Now It Looks Like A Robot Arm

In the last month I've more or less finished the hardware side of the robot arm.  For the two fast axes, at least.  I'll deal with the z axis later.

Finishing the arm required a few big machining operations, especially for the elbow joint.  Naturally, I made these parts from big bricks of aluminum billet.  Elbow Part One started out as some 2" square billet, which I faced to size manually on the CNC mill, since the MITERS Bridgeport was temporarily out of commission.  On my first attempt at making this part, I discovered that when plunging into a pocket with a large endmill, the CNC mill's spindle stalls really easily.  Even with .5 mm plunges this occurred.  To resolve this, I manually drilled big pilot holes for the circular contours.  After the first CNC job, the part looked like this:


And after two more CNC jobs and one manual one, it was almost done.  It's a little sad that when you machine something this way 90% of the metal goes into waste chips.  But not nearly sad enough that I won't do it anyway.


I manually added the slot and tapped holes for a clamping mechanism.

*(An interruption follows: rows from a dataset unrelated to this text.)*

PR #6355, opened 2024-06-30
[lexical-playground] Table Hover Action Buttons

ivailop7:
Recreate the Experimental Table Hover Action Buttons for the Classic Table as a standalone playground plugin.
Clean up some of the remnants from the original implementation that was deleted a year ago.

https://github.com/facebook/lexical/assets/7893468/cf12e22b-687d-4988-a2f5-2ec251178b9c

### DIFF
--- a/packages/lexical-playground/src/plugins/TableHoverActionsPlugin/index.tsx
+++ b/packages/lexical-playground/src/plugins/TableHoverActionsPlugin/index.tsx
@@ -14,6 +14,7 @@ import {
   $insertTableRow__EXPERIMENTAL,
   $isTableCellNode,
   $isTableNode,
+  TableCellNode,
   TableNode,
   TableRowNode,
 } from '@lexical/table';
@@ -25,7 +26,6 @@ import {createPortal} from 'react-dom';
 
 import {useDebounce} from '../CodeActionMenuPlugin/utils';
 
-const BUTTON_SPACE_PX = 25;
 const BUTTON_WIDTH_PX = 20;
 
 function TableHoverActionsContainer({
@@ -44,7 +44,13 @@ function TableHoverActionsContainer({
 
   const debouncedOnMouseMove = useDebounce(
     (event: MouseEvent) => {
-      const {tableDOMNode} = getMouseInfo(event);
+      const {isOutside, tableDOMNode} = getMouseInfo(event);
+
+      if (isOutside) {
+        setShownRow(false);
+        setShownColumn(false);
+        return;
+      }
 
       if (!tableDOMNode) {
         return;
@@ -52,9 +58,10 @@ function TableHoverActionsContainer({
 
       tableDOMNodeRef.current = tableDOMNode;
 
-      let hoveredRowNode: TableNode | null = null;
-      let hoveredColumnNode: TableNode | null = null;
-      let tableDOMElement;
+      let hoveredRowNode: TableCellNode | null = null;
+      let hoveredColumnNode: TableCellNode | null = null;
+      let tableDOMElement: HTMLElement | null = null;
+
       editor.update(() => {
         const maybeTableCell = $getNearestNodeFromDOMNode(tableDOMNode);
 
@@ -63,11 +70,9 @@ function TableHoverActionsContainer({
             $isTableNode(node),
           );
           if (!table) {
-            setShownRow(false);
-            setShownColumn(false);
-            hoveredRowNode = null;
             return;
           }
+
           tableDOMElement = editor.getElementByKey(table?.getKey());
 
           if (tableDOMElement) {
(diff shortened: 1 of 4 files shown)


packages/lexical-playground/src/plugins/TableHoverActionsPlugin/index.tsx
```diff
@@ -0,0 +1,243 @@
...
+      let tableDOMElement: HTMLElement | null = null;
+
+      editor.update(() => {
+        const maybeTableCell = $getNearestNodeFromDOMNode(tableDOMNode);
+
+        if ($isTableCellNode(maybeTableCell)) {
+          const table = $findMatchingParent(maybeTableCell, (node) =>
+            $isTableNode(node),
+          );
+          if (!table) {
```
zurfyx, line 72: ⭐️ ...
```suggestion
          if (!$isTableNode(table)) {
```

packages/lexical-playground/src/plugins/TableHoverActionsPlugin/index.tsx
```diff
@@ -0,0 +1,243 @@
...
+            return;
+          }
+
+          tableDOMElement = editor.getElementByKey(table?.getKey());
+
+          if (tableDOMElement) {
+            const rowCount = (table as TableNode).getChildrenSize();
```
zurfyx, line 79: ... ⭐️ some other cases below as well (mostly a nit tho)
```suggestion
            const rowCount = table.getChildrenSize();
```

packages/lexical-playground/src/plugins/TableHoverActionsPlugin/index.tsx
```diff
@@ -0,0 +1,243 @@
...
+    if (!shouldListenMouseMove) {
+      return;
+    }
+
+    document.addEventListener('mousemove', debouncedOnMouseMove);
+
+    return () => {
+      setShownRow(false);
+      setShownColumn(false);
+      debouncedOnMouseMove.cancel();
```
zurfyx, line 142: [Opinionated] debounce is fine, I would've chosen throttle

packages/lexical-playground/src/plugins/TableHoverActionsPlugin/index.tsx
```diff
@@ -0,0 +1,243 @@
...
+      target.closest<HTMLElement>(
+        'button.PlaygroundEditorTheme__tableAddRows',
+      ) ||
+      target.closest<HTMLElement>(
+        'button.PlaygroundEditorTheme__tableAddColumns',
+      ) ||
+      target.closest<HTMLElement>('div.TableCellResizer__resizer')
+    );
+
+    return {isOutside, tableDOMNode};
```
zurfyx, line 228: I would've considered using `getNearestNodeFromDOMNode`, nothing beats the performance of your implementation but this method will already do the editor checks for you and will work regardless of the markup.

packages/lexical-playground/src/plugins/TableHoverActionsPlugin/index.tsx
```diff
@@ -0,0 +1,243 @@
...
+
+    return () => {
+      setShownRow(false);
+      setShownColumn(false);
+      debouncedOnMouseMove.cancel();
+      document.removeEventListener('mousemove', debouncedOnMouseMove);
+    };
+  }, [shouldListenMouseMove, debouncedOnMouseMove]);
+
+  editor.registerMutationListener(TableNode, (mutations) => {
```
zurfyx, line 147: Should we wrap this with a `useEffect` and `return` it to make sure there's no memory leaks?

packages/lexical-playground/src/plugins/TableHoverActionsPlugin/index.tsx
```diff
@@ -0,0 +1,243 @@
...
+          tableDOMNodeRef.current,
+        );
+        maybeTableNode?.selectEnd();
+        if (insertRow) {
+          $insertTableRow__EXPERIMENTAL();
+          setShownRow(false);
+        } else {
+          $insertTableColumn__EXPERIMENTAL();
+          setShownColumn(false);
+        }
```
zurfyx, line 181: No strong opinions. Your version is easy to read
```suggestion
        $insertTableColumn__EXPERIMENTAL();
        setShownColumn(insertRow);
```

zurfyx (commented):
Looks beautiful! Left some nits

Also, we may want to look into the case where you move from last column to last row or viceversa, it doesn't seem to show in this case

https://github.com/facebook/lexical/assets/193447/14d63701-4296-4fb7-83e6-db8dff3ca942

packages/lexical-playground/src/plugins/TableHoverActionsPlugin/index.tsx
ivailop7: This doesn't work since it's different methods it's setShownRow and setShownColumn, not setShownColumn at all times.

ivailop7:
> Looks beautiful! Left some nits
> 
> Also, we may want to look into the case where you move from last column to last row or viceversa, it doesn't seem to show in this case
> 
>  Screen.Recording.2024-07-01.at.10.41.01.AM.mov

yeah, hovering over the bottom right cell, should show both, but right now only does add row, as a higher priority, running on the assumption that 'add row' would be much more popular than 'add column' in a every day use. It's good enough IMO in the current state, but open for people polishing the nits.

packages/lexical-playground/src/plugins/TableHoverActionsPlugin/index.tsx
ivailop7: done

ivailop7:
@zurfyx for a second look post addressing comments

zurfyx (approved):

When I ordered the pulleys for the belt reductions, I had a different design in mind for the plastic reduction than I ended up using.  In the final assembly, the output plastic pulley was torqued by the linkage it drove, causing it to deflect significantly.  To get a bit more precision, I got a nice aluminum pulley to replace it.  I drilled some big holes in it for moment of inertia reduction, and CNC milled plates for the linkage to attach to.



The second part of the elbow joint was machined manually out of some 2" round stock.


The driving link was made from some unidirectional carbon fiber tube I found lying around MITERS.  It is clamped at each end by a piece of aluminum that passes through the pairs of bearings on the pulley and elbow.  While turning the aluminum clamps, I found that the MITERS lathe turns a pretty significant taper.  To get a tight fit in both the bearings, I had to remove the taper by taking extra small passes off towards the chuck.



Hey, it looks like a robot arm now!  




For the time being I am going to ignore the z axis, and work on assembling the electronics and programming the thing, so that I can have something interesting and moving to display at TechFair.